Opondo-se este interessado, veio após a ser proferida sentença em 09/01/2023, com o seguinte teor:

“(…) importa referir que a suspensão dos presentes autos, na sequência da remessa dos interessados para os meios comuns, apenas se reportou ao incidente da partilha adicional, pelo que se trata de suspensão parcial. Uma vez que foi junta a sentença proferida no processo 103/18...., transitada em julgado, constata-se que cessou a causa suspensiva (parcial), pelo que se declara cessada a suspensão dos autos e se determina o seu prosseguimento.

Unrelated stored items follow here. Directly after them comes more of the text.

PR #595, opened 2022-07-07
Macros with arguments

dlubarov:
See `basic_macros.rs` for an example. Will also let us write macros like `%mul_by(2)` which I think will be handy.

cc @nbgl

### DIFF
--- a/evm/src/cpu/kernel/assembler.rs
+++ b/evm/src/cpu/kernel/assembler.rs
@@ -19,6 +19,20 @@ pub struct Kernel {
     global_labels: HashMap<String, usize>,
 }
 
+struct Macro {
+    params: Vec<String>,
+    items: Vec<Item>,
+}
+
+impl Macro {
+    fn get_param_index(&self, param: &str) -> usize {
+        self.params
+            .iter()
+            .position(|p| p == param)
+            .unwrap_or_else(|| panic!("No such param: {} {:?}", param, &self.params))
+    }
+}
+
 pub(crate) fn assemble(files: Vec<File>) -> Kernel {
     let macros = find_macros(&files);
     let mut global_labels = HashMap::new();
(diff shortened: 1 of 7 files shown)


evm/src/cpu/kernel/assembler.rs
```diff
@@ -41,33 +55,31 @@ pub(crate) fn assemble(files: Vec<File>) -> Kernel {
...
 
-fn find_macros(files: &[File]) -> HashMap<String, Vec<Item>> {
+fn find_macros(files: &[File]) -> HashMap<String, Macro> {
     let mut macros = HashMap::new();
     for file in files {
         for item in &file.body {
-            if let Item::MacroDef(name, items) = item {
-                macros.insert(name.clone(), items.clone());
+            if let Item::MacroDef(name, params, items) = item {
+                let _macro = Macro {
```
wborgeaud, line 63: nit: Why the underscore?

evm/src/cpu/kernel/ast.rs
```diff
@@ -29,6 +29,7 @@ pub(crate) enum Item {
 pub(crate) enum PushTarget {
     Literal(Literal),
     Label(String),
+    Var(String),
```
wborgeaud, line 32: nit: Maybe call it `MacroVar` to make it clear that it should only be used in macros, or add a comment.

wborgeaud (approved):
Looks good to me!

evm/src/cpu/kernel/assembler.rs
dlubarov: `macro` seems to be reserved in Rust (i.e. not a keyword yet, but reserved for future use)

wborgeaud: Ah I see, I've usually seen people put the underscore after the name in these cases. You can also escape keywords using `r#macro`, although it's pretty ugly. Anyways, definitely not important.

PR #596, opened 2022-07-07
EVM interpreter

wborgeaud:
Small EVM interpreter to test kernel functions.


evm/src/cpu/kernel/interpreter.rs
```diff
@@ -0,0 +1,301 @@
...
+    stack: Vec<U256>,
+}
+
+pub fn run(code: &[u8], initial_offset: usize, initial_stack: Vec<U256>) -> Vec<U256> {
+    let mut interpreter = Interpreter {
+        code,
+        offset: initial_offset,
+        stack: initial_stack,
+    };
+    // Halt the execution if a jump to 0xdeadbeef was done.
```
dlubarov, line 15: I think it would be nice if we handle `STOP` (`0x00`) instead, and then interpret out-of-range offsets as zero, to match the EVM behavior. The tests could still terminate by jumping to `0xdeadbeef`, since it should always be out of range (unless our kernel grows to ~4mb), resulting in `STOP`.

evm/src/cpu/kernel/interpreter.rs
```diff
@@ -0,0 +1,301 @@
...
+        let x = self.pop();
+        let y = self.pop();
+        self.push(x.overflowing_pow(y).0);
+        self.incr(1);
+    }
+
+    fn run_lt(&mut self) {
+        let x = self.pop();
+        let y = self.pop();
+        self.push(if x < y { U256::one() } else { U256::zero() });
```
dlubarov, line 190: nit: I think a `self.push_bool` may be nice since we'll have several

evm/src/cpu/kernel/interpreter.rs
```diff
@@ -0,0 +1,301 @@
...
+    fn run_pop(&mut self) {
+        self.pop();
+        self.incr(1);
+    }
+
+    fn run_jump(&mut self) {
+        let x = self.pop().as_usize();
+        self.offset = x;
+        if let Some(&landing_opcode) = self.code.get(self.offset) {
+            assert_eq!(landing_opcode, 0x5b, "Destination is not a JUMPDEST.");
```
dlubarov, line 254: Hm technically we're supposed to also check that the 0x5b isn't inside some PUSH data, but it's nontrivial and I guess we don't need to strictly conform here

evm/src/cpu/kernel/interpreter.rs
wborgeaud: Hm can you jump to an out-of-range location in the EVM? It would seem that this would panic since an out-of-range location can't be a JUMPDEST. 
But yes it's a good idea to support STOP. I thought about adding a global function that we can call in tests to stop execution and examine the stack
```
global stop:
  JUMPDEST
  STOP
```
but one issue is that we probably don't want this function in the production code (?) so we'd have to add it only for tests.

evm/src/cpu/kernel/interpreter.rs
```diff
@@ -0,0 +1,301 @@
...
+        let x = self.pop();
+        let y = self.pop();
+        self.push(x.overflowing_sub(y).0);
+        self.incr(1);
+    }
+
+    fn run_div(&mut self) {
+        let x = self.pop();
+        let y = self.pop();
+        self.push(x / y);
```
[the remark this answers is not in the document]
wborgeaud: Oh no it doesn't, good catch!

evm/src/cpu/kernel/interpreter.rs
```diff
@@ -0,0 +1,301 @@
...
+        self.push(U256([0, 1, 2, 3].map(|i| res.0[i])));
+        self.incr(1);
+    }
+
+    fn run_mulmod(&mut self) {
+        let x = self.pop();
+        let y = self.pop();
+        let z = U512::from(self.pop());
+        let res = x.full_mul(y) % z;
+        self.push(U256([0, 1, 2, 3].map(|i| res.0[i])));
```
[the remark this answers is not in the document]
wborgeaud: I don't see a `from` but there's a `try_from`. I changed to use it.

evm/src/cpu/kernel/interpreter.rs
wborgeaud: Interesting, I didn't know this was also checked. Shouldn't be too hard to add with a preprocessing step. I'll do it in a later PR.

PR #598, opened 2022-07-07
Allow constants to be passed from Rust into our assembly

dlubarov:
Roughly like environment variables. So we don't have to declare things like segment IDs twice.


wborgeaud (approved):
Looks good to me!

PR #599, opened 2022-07-07
Separate timestamps per memory operation

npwardberkeley:


evm/src/memory/columns.rs
```diff
@@ -36,20 +38,23 @@ pub(crate) const CONTEXT_FIRST_CHANGE: usize = SORTED_VALUE_START + VALUE_LIMBS;
 pub(crate) const SEGMENT_FIRST_CHANGE: usize = CONTEXT_FIRST_CHANGE + 1;
 pub(crate) const VIRTUAL_FIRST_CHANGE: usize = SEGMENT_FIRST_CHANGE + 1;
 
+// Flags to indicate if this operation came from the `i`th channel of the memory bus.
+const IS_CHANNEL_START: usize = VIRTUAL_FIRST_CHANGE + 1;
+#[allow(dead_code)]
```
dlubarov, line 43: Doesn't seem like there's dead code?

evm/src/memory/memory_stark.rs
```diff
@@ -200,27 +201,34 @@ pub fn generate_range_check_value<F: RichField>(
...
     let num_ops = context.len();
     let mut range_check = Vec::new();
 
+    let mut max_timestamp_diff = 0;
     for idx in 0..num_ops - 1 {
         let this_address_unchanged = F::ONE
             - context_first_change[idx]
             - segment_first_change[idx]
             - virtual_first_change[idx];
+        let timestamp_diff = timestamp[idx + 1] - timestamp[idx] - F::ONE;
```
dlubarov, line 214: I think we could also have cases where the largest range check is for a virtual address delta, rather than a timestamp delta. Contexts and segments shouldn't have very large deltas, but might be best to consider those deltas also just in case.

I think the easiest way to find the largest delta (for any field) would be to do `let max_diff = range_check.iter().max();` at the end.

evm/src/memory/memory_stark.rs
```diff
@@ -304,14 +315,16 @@ impl<F: RichField + Extendable<D>, const D: usize> MemoryStark<F, D> {
             &segment_first_change,
             &virtual_first_change,
         );
+        let to_pad_to = max_timestamp_diff.next_power_of_two().max(num_trace_rows);
```
dlubarov, line 318: I think we may need to use `max_timestamp_diff + 1`, to account for zero. Like if the max diff is `d`, we want to support `0..=d` as range check inputs, which is `d + 1` values.

evm/src/memory/columns.rs
npwardberkeley: Ah yes!

evm/src/memory/memory_stark.rs
```diff
@@ -321,17 +334,23 @@ impl<F: RichField + Extendable<D>, const D: usize> MemoryStark<F, D> {
...
             permuted_cols(&trace_cols[RANGE_CHECK], &trace_cols[COUNTER]);
         trace_cols[RANGE_CHECK_PERMUTED] = permuted_inputs;
         trace_cols[COUNTER_PERMUTED] = permuted_table;
     }
 
-    pub fn generate_trace(&self, memory_ops: Vec<MemoryOp<F>>) -> Vec<PolynomialValues<F>> {
+    pub fn generate_trace(
+        &self,
+        memory_ops: Vec<MemoryOp<F>>,
+    ) -> (Vec<PolynomialValues<F>>, usize) {
```
dlubarov, line 353: Could the caller get the number of ops based on the length of the first polynomial instead? Would prefer to avoid changing this method signature if we can, since it matches similar methods for the other tables.

evm/src/memory/memory_stark.rs
npwardberkeley: Oh wow yes, that's much better!

evm/src/memory/memory_stark.rs
```diff
@@ -409,15 +434,21 @@ impl<F: RichField + Extendable<D>, const D: usize> Stark<F, D> for MemoryStark<F
             .constraint_transition(virtual_first_change * (next_addr_context - addr_context));
         yield_constr
             .constraint_transition(virtual_first_change * (next_addr_segment - addr_segment));
-        yield_constr.constraint_transition(address_unchanged * (next_addr_context - addr_context));
-        yield_constr.constraint_transition(address_unchanged * (next_addr_segment - addr_segment));
-        yield_constr.constraint_transition(address_unchanged * (next_addr_virtual - addr_virtual));
+        yield_constr.constraint_transition(
```
dlubarov, line 437: Hmm I'm not sure if this is safe, it seems like our ordering could be "broken" by some invalid rows in between valid rows. E.g.

- valid row, time=6
- invalid row, time=8
- invalid row, time=2
- valid row, time=4

Maybe there's a way to make padding rows satisfy the regular constraints, e.g. we could record the last "real" memory timestamp, and add padding `MemoryOp`s at the end which start off at that timestamp. The padding `MemoryOp`s could perform some read that we know will succeed, e.g. repeating the last real read, or reading just beyond the last used address, which must be zero by default.

Or if not, we could add constraints to force padding rows to be together in a contiguous block, either at the beginning or the end.

In any case this seems nontrivial, so we could add a TODO for later.

evm/src/memory/memory_stark.rs
```diff
@@ -556,7 +600,24 @@ impl<F: RichField + Extendable<D>, const D: usize> Stark<F, D> for MemoryStark<F
...
+            SORTED_TIMESTAMP,
+            SORTED_IS_READ,
+            SORTED_ADDR_CONTEXT,
+            SORTED_ADDR_SEGMENT,
+            SORTED_ADDR_VIRTUAL,
+        ];
+        sorted_cols.extend((0..VALUE_LIMBS).map(sorted_value_limb));
+        let column_pairs: Vec<_> = unsorted_cols
+            .iter()
+            .cloned()
```
dlubarov, line 608: nit: I think we can avoid cloning if we consume the `Vec`s with `into_iter()`

evm/src/memory/memory_stark.rs
dlubarov: Also is `num_trace_rows` guaranteed to be a power of two here? If not we could move `next_power_of_two()` after the `max`

evm/src/memory/memory_stark.rs
npwardberkeley: Oh yes I was wondering about that, good point

evm/src/memory/memory_stark.rs
npwardberkeley: Hm well for now I think the only padding rows are entirely 0 values, except for the COUNTER column (and the COUNTER_PERMUTED and RANGE_CHECK_PERMUTED), and they're all at the beginning!

dlubarov: Yeah our prover code puts them at the beginning, but seems like it'd be possible for a malicious prover to put them in the middle? If we wanted to enforce it we could constraint `is_valid` to have deltas in `{0, 1}`

evm/src/memory/memory_stark.rs
npwardberkeley: Oh right!

dlubarov (approved):
LGTM, besides the `next_power_of_two` question and the TODO about `is_valid`

evm/src/memory/memory_stark.rs
npwardberkeley: Ohh right

npwardberkeley: Yeah that sounds great, thanks!

PR #600, opened 2022-07-09
Transaction (RLP) parsing

dlubarov:


dlubarov:
I changed approaches so this is obsolete; will make another for the new RLP branch later.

Analisando o teor da referida sentença por confronto com o teor do incidente suscitado pelo cabeça de casal, constata-se que nesse processo foi o «réu condenado a reconhecer que o autor é dono e legitimo proprietário do prédio identificado no artigo 1.º da petição inicial e a reconhecer que os «alegado prédios urbanos» descritos sob as verbas 1., 2., 3. e 4.º da relação de bens adicional devem ser excluídos do mencionado inventário e não podem ser objeto de partilha adicional, por não fazerem parte do acervo hereditário dos inventariados CC e mulher HH, sendo propriedade exclusiva do autor.»

Face a tal circunstancialismo facilmente se constata que assiste inteira razão ao interessado BB pelos fundamentos de facto e de direito (quanto à partilha adicional e emenda à partilha) alegados no seu requerimento de 27/10/2022, que aqui se dão por reproduzidos, por economia processual.

Assim, perante o teor da sentença proferida no indicado processo constata-se que inexistem quaisquer bens propriedade dos de cujus que tenham que ser partilhados adicionalmente (bem como inexiste qualquer facto que justifique uma emenda à partilha), pelo que nada há a decidir no incidente intentado pelo cabeça de casal.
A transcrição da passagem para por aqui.